More often than not, your meeting will be thrown off course. It happens without warning. You raise an issue for which you are seeking a solution – for example, reps aren’t getting their weekly reports to you on time so you’re having trouble managing problems effectively – and someone says that the format is too cumbersome to complete after every call. Then someone else says, “Yeah, but we tried to fix it last year and it didn’t work.” Then someone else remarks, “But the person in charge of fixing it was a dunderhead.” And another rep says, “Yeah, thank goodness he’s gone. Do you remember the time he….?” And suddenly your meeting is headed off in six different directions. Michael Doyle and David Straus, in their book How to Make Meetings Work (The Berkeley Publishing Group, 1982), call this phenomenon the multi-headed animal syndrome and say it is one of the main reasons time gets wasted at meetings.
“One of the useful features of the mind is that it allows for just one point of attention. You can think about only one thing at any instant in time,” say Doyle and Straus. When you bring together a collection of individuals, however, there’s “no such single focus. In fact, there are as many foci as there are individuals in the group. If everyone mentally heads off in different directions, the result can be confusion, tension and lack of productivity.”
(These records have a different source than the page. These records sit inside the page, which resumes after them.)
Issue #384, opened 2021-03-16
Flag bundling errors as user errors


eduardoboucas:
**- Do you want to request a _feature_ or report a _bug_?**

🐞 

**- What is the current behavior?**

Errors resulting from bundling a function with esbuild are flagged as unhandled errors.

**- What is the expected behavior?**

These errors should be flagged as user errors.

**- Please mention your node.js, and operating system version.**

N/A

ehmicky:
Progress at https://github.com/netlify/build/pull/2419 and https://github.com/netlify/build/pull/2420

PR #404, opened 2021-04-05
feat: add errorInfo property to esbuild bundling errors

eduardoboucas:
**- Summary**

This PR adds an `errorInfo` property to any errors resulting from bundling with esbuild, so that they're flagged as user errors in our build system.

Closes https://github.com/netlify/zip-it-and-ship-it/issues/384.

**- Test plan**

Added a test.

feat: add errorInfo property to esbuild bundling errors

p091prnq


src/runtimes/node/bundler.js
```diff
@@ -46,7 +35,25 @@ const bundleJsFile = async function ({
...
+      outfile: bundlePath,
+      nodePaths: additionalModulePaths,
+      platform: 'node',
+      resolveExtensions: ['.js', '.jsx', '.mjs', '.cjs', '.json'],
+      target: ['es2017'],
+    })
+
+    return { bundlePath, cleanTempFiles, data }
+  } catch (error) {
+    error.errorInfo = { type: 'functionsBundling' }
```
ehmicky, line 53: At the moment, the `functionsBundling` error type has a required field `location.functionName` which is used in the error message.

https://github.com/netlify/build/blob/fb47c2059d7ad46c48df5d715de759de38c0712d/packages/build/src/error/type.js#L86

I.e. this would need to be `error.errorInfo = { type: 'functionsBundling', location: { functionName } }`.

ehmicky, line 53: The field has been renamed to `customErrorInfo`.

https://github.com/netlify/build/blob/fb47c2059d7ad46c48df5d715de759de38c0712d/packages/build/src/error/info.js#L40

eduardoboucas: Ah, of course! 🤦🏻‍♂️  Fixed in https://github.com/netlify/zip-it-and-ship-it/pull/404/commits/920ee876b5874a8f4348e4ba15d9ff5451fcce8c.

eduardoboucas: Ah, I didn't know this. Thanks for flagging! Done in https://github.com/netlify/zip-it-and-ship-it/pull/404/commits/920ee876b5874a8f4348e4ba15d9ff5451fcce8c.

ehmicky (approved):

So how do you get attendees to zero in on one thing? Doyle and Straus say the group must first agree on what they are going to discuss and how they are going to discuss it – in other words, both a content and process approach are needed. In the example above, the leader made the content clear, but did not outline a process for getting there. To keep the multi-headed animal at bay, the leader should not only state the issue for discussion – the need to get weekly reports in on time – but outline the discussion expectations. For example, the leader might say, “I’d like to hear some of the reasons you’ve been unable to get these reports in on Monday mornings. I’ll jot the problems down on this whiteboard. Afterward, we’ll address some of the possible solutions. But I’m just looking for your challenges right now.” If attendees start wandering, it is the leader’s job to quickly pull them back to the task at hand, keeping the multi-headed animal at bay. When done successfully, you’ll be amazed at what your meeting can accomplish.